▶ **What the exercise asks**
What lines below contain the string "shchuchev"? List them all.

▶ **The data**

PR #1310, opened 2022-10-08
compl-calendar-rev0

serhii-shchuchev:
- [DEMO LINK](https://serhii-shchuchev.github.io/layout_calendar/)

▶ **Answer**
serhii-shchuchev:
- [DEMO LINK](https://serhii-shchuchev.github.io/layout_calendar/)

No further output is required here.